8. Insulation container according to claim 1, further comprising four side insulation elements, a bottom insulation element and a lid insulation element, wherein the four side insulation elements and the bottom insulation element are brought into abutment with each other along the respective connecting surfaces so as to form a receiving space which is open on one side for receiving the temperature-sensitive products, wherein the lid insulation element and the four side surface elements are brought into abutment with each other along the respective connecting surfaces in such a way as to completely cover the receiving space, wherein a sealing means is disposed on and/or along each connecting surface.

9. Insulation container according to claim 1, further comprising four side insulation elements, a bottom insulation element and a lid insulation element, wherein the four side insulation elements and the bottom insulation element are brought into abutment with each other along the respective connecting surfaces so as to form a receiving space which is open on one side for receiving the temperature-sensitive products, wherein the lid insulation element and the four side surface elements are brought into abutment with each other along the respective connecting surfaces in such a way as to completely cover the receiving space, wherein a sealing means is disposed only at and/or along the connecting surface between the lid insulation element and the four side surface elements and/or the bottom insulation element and the four side surface elements.

10. Insulation container according to claim 1, wherein the vacuum insulation elements comprise a vacuum insulation panel.
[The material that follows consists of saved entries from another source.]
Issue #3067, opened 2026-08-02
Exporting/Importing some animations (base game, unedited, not custom) breaks them


PhilWright47:
Exporting and importing certain animations breaks them.
Example: `synced__sq027_09_new_camp_wakeup__player_kisses_panam__01_man_player_1` from `synced__sq027_09_new_camp_wakeup__player_male.anims` will no longer play at the intended position, and tries to play so far away that it triggers a teleport/loading screen

**To Reproduce**
1. Add the `base\animations\quest\side_quests\sq027\sq027_09_new_camp_wakeup\synced\synced__sq027_09_new_camp_wakeup__player_male.anims` file to project
2. Export the file
3. Import the file back in
4. See the issue in either the original scene (kiss panam after waking up in the new camp as part of the quest) or [easier] try to kiss Judy in her apartment as part of Judy Romanced Enhanced

**Expected behavior**
Nothing should change, the animation isn't being edited at all - I can't even get to the stage of editing it because of this bug

**Version:**
 - Latest seen WolvenKit-8.19.1-nightly.2026-08-01
 - Originally seen WolvenKit-8.17.2-nightly.2026-01-12

jono-loomy:
seems to be a buffer ordering of transform keys issue,  where original is sorted by Time ->TransFormType (rot/loc),  and wkit sorts it by TransformType->Time.  Assuming buffers are read from start to end,  ur translations and rotations are being processed seperately rather than simultaneously.   

*UPDATE*  Sorting the keys by time>type has solved this issue.

jono-loomy:
Fix:  https://github.com/WolvenKit/WolvenKit/pull/3074

PR #3072, opened 2026-08-04
Animation Buffer - Fix AnimKey Ordering

jono-loomy:
# Animation Buffer - Fix AnimKey Ordering

**Fixed:**
- Animation Buffer Data Ordering of Transforms/animKeys  (Sort Keys by Bone->Time->KeyType (pos->rot->sca),   instead of Bone->KeyType->Time), 

**Additional notes:**
addresses https://github.com/WolvenKit/WolvenKit/issues/3067

### DIFF
--- a/WolvenKit.Modkit/RED4/Tools/Animation/AnimSpline.cs
+++ b/WolvenKit.Modkit/RED4/Tools/Animation/AnimSpline.cs
@@ -228,6 +228,47 @@ namespace WolvenKit.Modkit.RED4.Animation
                 ((List<JointsScalesAtTimes>)[incomingAnimBufferData.Scales, incomingAnimBufferData.ConstScales]).All(_ =>
                     _.All(_ => _.Value.All(_ => EqWithEpsilon(_.Value, Scale1to1))));
 
+            // Sort Keys by Bone->Time->KeyType (pos->rot->sca)
+            animKeys.Sort((a, b) =>
+            {
+                int cmp = a!.Idx.CompareTo(b!.Idx);
+                if (cmp != 0) return cmp;
+            
+                cmp = a.Time.CompareTo(b.Time);
+                if (cmp != 0) return cmp;
+            
+                return string.Compare(
+                    a.GetType().Name,
+                    b.GetType().Name,
+                    StringComparison.Ordinal);
+            });
+            animKeysRaw.Sort((a, b) =>
+            {
+                int cmp = a!.Idx.CompareTo(b!.Idx);
+                if (cmp != 0) return cmp;
+            
+                cmp = a.Time.CompareTo(b.Time);
+                if (cmp != 0) return cmp;
+            
+                return string.Compare(
+                    a.GetType().Name,
+                    b.GetType().Name,
+                    StringComparison.Ordinal);
+            });
+            constAnimKeys.Sort((a, b) =>
+            {
+                int cmp = a!.Idx.CompareTo(b!.Idx);
+                if (cmp != 0) return cmp;
+            
+                cmp = a.Time.CompareTo(b.Time);
+                if (cmp != 0) return cmp;
+            
+                return string.Compare(
+                    a.GetType().Name,
+                    b.GetType().Name,
+                    StringComparison.Ordinal);
+            });
+    
             newCompressedBuffer = new animAnimationBufferCompressed()
             {
                 Duration = incomingAnimBufferData.Duration,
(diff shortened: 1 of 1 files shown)


WolvenKit.Modkit/RED4/Tools/Animation/AnimSpline.cs
```diff
@@ -228,6 +228,47 @@ internal static void EncodeAnimationData(out animAnimDataChunk newAnimDataChunk,
                 ((List<JointsScalesAtTimes>)[incomingAnimBufferData.Scales, incomingAnimBufferData.ConstScales]).All(_ =>
                     _.All(_ => _.Value.All(_ => EqWithEpsilon(_.Value, Scale1to1))));
```
gistya, line 238: Suggestion: rather than copy this same code three times below, make it a reusable function. Then add unit test for it. 

I'd also prefer to see us rely on something more robust than string comparison. String comparison depends on the naming being P < R < S alphabetically, but this could change and silently break this code. I'd suggest to use a simple enum switch like below so that the ordering is statically defined and can never break.

Ideally ComponentOf method could live inside `animAnimationBufferCompressed` and refactor it to use this also, but that's out of scope here. 

```suggestion
        // TODO: migrate this to animAnimationBufferCompressed and refactor to use it 
        public static ushort ComponentOf(animKey animKey) => animKey switch
        {
            animKeyPosition => 0,
            animKeyRotation => 1,
            animKeyScale => 2,
            _ => 0,
        };

        private static readonly Comparison<animKey?> AnimKeyBufferOrder = (a, b) =>
        {
              int cmp = a!.Idx.CompareTo(b!.Idx);
              if (cmp != 0) return cmp;
          
              cmp = a.Time.CompareTo(b.Time);
              if (cmp != 0) return cmp;
          
              return ComponentOf(a).CompareTo(ComponentOf(b));
         };
```

WolvenKit.Modkit/RED4/Tools/Animation/AnimSpline.cs
```diff
@@ -228,6 +228,47 @@ internal static void EncodeAnimationData(out animAnimDataChunk newAnimDataChunk,
...
+                if (cmp != 0) return cmp;
+            
+                cmp = a.Time.CompareTo(b.Time);
+                if (cmp != 0) return cmp;
+            
+                return string.Compare(
+                    a.GetType().Name,
+                    b.GetType().Name,
+                    StringComparison.Ordinal);
+            });
```
gistya:
```suggestion
            animKeys.Sort(AnimKeyBufferOrder);
            animKeysRaw.Sort(AnimKeyBufferOrder);
```

WolvenKit.Modkit/RED4/Tools/Animation/AnimSpline.cs
```diff
@@ -228,6 +228,47 @@ internal static void EncodeAnimationData(out animAnimDataChunk newAnimDataChunk,
...
```
gistya, line 264: Why are we sorting constAnimKeys here? Const keys are a different sub-buffer with a different record layout (WriteBuffer writes them idx-first, then time. See the `// NB order of idx, time is different to AnimKeys*` comments) and are documented in the source as "Single keyframe per joint index".

If every const key sits at t=0 (the normal case), sorting by Idx -> Time -> Type is the same as Idx -> Type, which is identical to what the current loop already emits. So this would be a no-op.

If a const key has a non-zero timestamp, the new sort interleaves const P/R/S by time, which is a behaviour change from the current code, but what is the rationale for changing that? (I understand the rationale for the first two but not for this one)

WolvenKit.Modkit/RED4/Tools/Animation/AnimSpline.cs
gistya: For these first two, can we separate out the duplicated logic into its own function?

WolvenKit.Modkit/RED4/Tools/Animation/AnimSpline.cs
```diff
@@ -228,6 +228,47 @@ internal static void EncodeAnimationData(out animAnimDataChunk newAnimDataChunk,
...
```
gistya:
```suggestion
```

Then here you don't need this second section.

gistya (commented):
PR looks good but have some suggestions and a question.

WolvenKit.Modkit/RED4/Tools/Animation/AnimSpline.cs
jono-loomy: great suggestions all round,  cheers.

Regarding ConstKeys, I included them in the sort just for the small handful of fringe cases where u have sets of 2 to 4 keys per bone/transform channel (sampled values at % duration). However, should rather be consolidating those instead.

11. Insulation container according to claim 10, wherein the vacuum insulation panels of the vacuum insulation elements are each embodied as a single layer or as multiple layers.

12. Insulation container according to claim 1, further comprising a sheathing completely or partially surrounding the insulation container, the product or the vacuum insulation elements.

13. Insulation container according to claim 1, wherein corner elements are disposed at the outer edges of the insulation container formed along the connecting surfaces, which are designed in such a way as to at least partially enclose the outer side of the vacuum insulation elements.

14. Insulation container according to claim 1, wherein at least one strap for stabilizing the vacuum insulation elements is disposed along the outer sides of the vacuum insulation elements.